__Directions__: Among the records, which lines hold the word "join"? Pick them out.

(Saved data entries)
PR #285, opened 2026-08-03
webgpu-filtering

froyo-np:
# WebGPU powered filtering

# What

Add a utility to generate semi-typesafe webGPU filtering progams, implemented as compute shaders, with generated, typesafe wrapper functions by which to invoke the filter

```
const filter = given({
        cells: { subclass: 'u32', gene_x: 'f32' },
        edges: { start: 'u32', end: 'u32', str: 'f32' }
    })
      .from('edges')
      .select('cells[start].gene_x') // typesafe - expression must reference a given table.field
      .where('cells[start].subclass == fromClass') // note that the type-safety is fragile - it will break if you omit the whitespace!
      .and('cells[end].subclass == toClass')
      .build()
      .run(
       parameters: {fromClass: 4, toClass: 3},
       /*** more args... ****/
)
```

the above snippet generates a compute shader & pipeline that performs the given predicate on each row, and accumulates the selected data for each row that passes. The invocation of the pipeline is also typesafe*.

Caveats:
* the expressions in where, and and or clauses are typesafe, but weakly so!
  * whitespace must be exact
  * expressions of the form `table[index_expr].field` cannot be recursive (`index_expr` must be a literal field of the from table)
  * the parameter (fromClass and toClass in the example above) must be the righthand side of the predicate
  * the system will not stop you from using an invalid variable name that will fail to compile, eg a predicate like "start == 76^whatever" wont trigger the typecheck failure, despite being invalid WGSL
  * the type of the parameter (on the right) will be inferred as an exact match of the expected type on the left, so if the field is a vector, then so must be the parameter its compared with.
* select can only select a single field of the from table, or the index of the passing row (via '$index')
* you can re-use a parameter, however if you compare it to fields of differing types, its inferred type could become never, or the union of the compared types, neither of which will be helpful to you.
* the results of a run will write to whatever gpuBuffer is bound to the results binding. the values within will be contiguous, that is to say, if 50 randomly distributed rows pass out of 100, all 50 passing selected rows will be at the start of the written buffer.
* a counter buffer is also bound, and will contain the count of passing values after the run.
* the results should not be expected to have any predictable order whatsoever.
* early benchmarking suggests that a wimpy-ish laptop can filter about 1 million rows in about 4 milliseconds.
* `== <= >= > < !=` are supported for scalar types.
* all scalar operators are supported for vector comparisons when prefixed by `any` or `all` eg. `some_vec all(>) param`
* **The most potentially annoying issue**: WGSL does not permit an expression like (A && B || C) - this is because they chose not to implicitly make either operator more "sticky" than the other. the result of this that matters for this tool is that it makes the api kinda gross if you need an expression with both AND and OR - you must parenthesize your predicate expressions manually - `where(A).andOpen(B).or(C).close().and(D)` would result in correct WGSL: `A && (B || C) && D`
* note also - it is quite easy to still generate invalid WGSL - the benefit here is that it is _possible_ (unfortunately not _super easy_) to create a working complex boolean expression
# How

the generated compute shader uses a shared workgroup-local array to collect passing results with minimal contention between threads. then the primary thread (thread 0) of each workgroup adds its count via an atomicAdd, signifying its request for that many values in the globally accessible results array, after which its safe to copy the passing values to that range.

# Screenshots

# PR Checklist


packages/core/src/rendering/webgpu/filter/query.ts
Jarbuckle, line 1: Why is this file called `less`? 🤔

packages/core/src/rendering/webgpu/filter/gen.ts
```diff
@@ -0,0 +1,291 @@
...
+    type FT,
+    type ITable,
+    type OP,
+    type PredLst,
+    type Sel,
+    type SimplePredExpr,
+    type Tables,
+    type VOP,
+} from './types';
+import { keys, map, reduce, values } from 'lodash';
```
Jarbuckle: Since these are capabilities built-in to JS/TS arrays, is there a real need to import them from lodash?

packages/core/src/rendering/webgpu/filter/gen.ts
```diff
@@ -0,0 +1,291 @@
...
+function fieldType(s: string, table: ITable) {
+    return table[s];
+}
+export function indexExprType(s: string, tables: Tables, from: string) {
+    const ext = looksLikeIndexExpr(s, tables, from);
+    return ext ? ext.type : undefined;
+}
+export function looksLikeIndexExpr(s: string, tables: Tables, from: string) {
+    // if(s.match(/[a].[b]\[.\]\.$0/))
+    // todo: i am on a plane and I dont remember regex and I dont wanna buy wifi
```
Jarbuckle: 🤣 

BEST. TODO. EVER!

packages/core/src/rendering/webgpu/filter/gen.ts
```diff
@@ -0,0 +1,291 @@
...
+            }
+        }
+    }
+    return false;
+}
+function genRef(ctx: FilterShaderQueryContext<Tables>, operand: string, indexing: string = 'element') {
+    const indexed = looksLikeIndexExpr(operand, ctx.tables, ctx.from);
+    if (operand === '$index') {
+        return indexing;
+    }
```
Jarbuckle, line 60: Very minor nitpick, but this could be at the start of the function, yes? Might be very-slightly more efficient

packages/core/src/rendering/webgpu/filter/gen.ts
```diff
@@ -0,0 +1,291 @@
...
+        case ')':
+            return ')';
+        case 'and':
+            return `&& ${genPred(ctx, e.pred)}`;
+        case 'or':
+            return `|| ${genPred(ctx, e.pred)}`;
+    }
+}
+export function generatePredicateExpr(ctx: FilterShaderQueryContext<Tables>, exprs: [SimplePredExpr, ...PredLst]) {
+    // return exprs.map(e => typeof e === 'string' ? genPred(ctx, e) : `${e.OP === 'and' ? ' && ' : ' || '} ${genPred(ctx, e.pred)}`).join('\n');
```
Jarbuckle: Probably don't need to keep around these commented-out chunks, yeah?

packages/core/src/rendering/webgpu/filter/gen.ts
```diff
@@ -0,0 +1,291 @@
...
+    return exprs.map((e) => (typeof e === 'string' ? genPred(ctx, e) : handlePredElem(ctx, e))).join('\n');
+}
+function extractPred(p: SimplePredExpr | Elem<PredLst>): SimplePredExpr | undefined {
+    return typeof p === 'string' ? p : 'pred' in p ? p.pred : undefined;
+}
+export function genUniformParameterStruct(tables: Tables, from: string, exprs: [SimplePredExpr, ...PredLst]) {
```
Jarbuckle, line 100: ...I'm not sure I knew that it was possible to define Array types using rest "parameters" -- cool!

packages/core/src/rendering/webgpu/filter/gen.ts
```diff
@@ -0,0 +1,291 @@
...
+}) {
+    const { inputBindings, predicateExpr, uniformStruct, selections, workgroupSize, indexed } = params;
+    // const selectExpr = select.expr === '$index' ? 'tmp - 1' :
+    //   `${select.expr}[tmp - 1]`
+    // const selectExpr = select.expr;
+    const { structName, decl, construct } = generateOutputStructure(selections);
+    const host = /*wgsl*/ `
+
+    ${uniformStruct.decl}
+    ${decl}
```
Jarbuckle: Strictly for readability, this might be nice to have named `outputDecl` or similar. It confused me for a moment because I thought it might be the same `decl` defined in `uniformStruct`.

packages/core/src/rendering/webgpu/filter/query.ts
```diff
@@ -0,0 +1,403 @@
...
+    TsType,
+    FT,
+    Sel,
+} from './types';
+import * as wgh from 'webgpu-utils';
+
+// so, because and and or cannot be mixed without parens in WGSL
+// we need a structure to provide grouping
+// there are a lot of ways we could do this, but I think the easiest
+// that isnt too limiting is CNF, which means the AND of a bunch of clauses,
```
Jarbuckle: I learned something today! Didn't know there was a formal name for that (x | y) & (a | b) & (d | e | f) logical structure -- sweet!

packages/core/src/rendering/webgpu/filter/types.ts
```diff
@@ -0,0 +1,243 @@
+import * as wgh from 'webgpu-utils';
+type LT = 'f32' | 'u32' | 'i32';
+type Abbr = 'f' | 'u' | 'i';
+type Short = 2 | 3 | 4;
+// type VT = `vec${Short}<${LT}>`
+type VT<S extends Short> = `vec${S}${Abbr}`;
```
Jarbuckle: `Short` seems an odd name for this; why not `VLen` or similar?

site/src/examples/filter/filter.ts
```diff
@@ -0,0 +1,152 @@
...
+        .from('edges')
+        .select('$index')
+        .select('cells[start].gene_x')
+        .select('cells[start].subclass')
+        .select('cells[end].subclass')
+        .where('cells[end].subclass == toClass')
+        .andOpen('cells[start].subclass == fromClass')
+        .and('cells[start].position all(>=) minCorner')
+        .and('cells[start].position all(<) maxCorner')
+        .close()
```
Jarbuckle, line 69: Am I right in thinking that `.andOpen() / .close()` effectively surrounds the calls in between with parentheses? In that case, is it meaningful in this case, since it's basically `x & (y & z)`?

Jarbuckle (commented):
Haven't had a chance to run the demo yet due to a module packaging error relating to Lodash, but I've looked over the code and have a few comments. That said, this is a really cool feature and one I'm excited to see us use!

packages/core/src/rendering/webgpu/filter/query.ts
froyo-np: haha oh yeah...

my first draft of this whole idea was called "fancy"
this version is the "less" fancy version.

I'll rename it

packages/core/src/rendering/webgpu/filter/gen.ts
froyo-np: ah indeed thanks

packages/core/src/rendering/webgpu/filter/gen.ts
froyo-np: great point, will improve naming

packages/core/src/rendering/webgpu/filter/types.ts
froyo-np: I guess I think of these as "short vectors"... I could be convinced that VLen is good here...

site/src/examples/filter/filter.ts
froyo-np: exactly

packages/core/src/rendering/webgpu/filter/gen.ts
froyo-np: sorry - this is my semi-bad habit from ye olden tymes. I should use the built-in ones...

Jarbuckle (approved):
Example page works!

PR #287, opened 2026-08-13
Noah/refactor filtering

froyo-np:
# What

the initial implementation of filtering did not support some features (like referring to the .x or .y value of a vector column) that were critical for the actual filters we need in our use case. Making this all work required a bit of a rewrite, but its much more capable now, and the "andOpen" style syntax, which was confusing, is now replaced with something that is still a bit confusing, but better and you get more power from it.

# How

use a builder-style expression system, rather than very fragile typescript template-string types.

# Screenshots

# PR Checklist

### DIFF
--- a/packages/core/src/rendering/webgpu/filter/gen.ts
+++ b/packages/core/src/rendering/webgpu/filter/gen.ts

__Result of this task__:
+    // return exprs.map(e => typeof e === 'string' ? genPred(ctx, e) : `${e.OP === 'and' ? ' && ' : ' || '} ${genPred(ctx, e.pred)}`).join('\n');
+    return exprs.map((e) => (typeof e === 'string' ? genPred(ctx, e) : handlePredElem(ctx, e))).join('\n');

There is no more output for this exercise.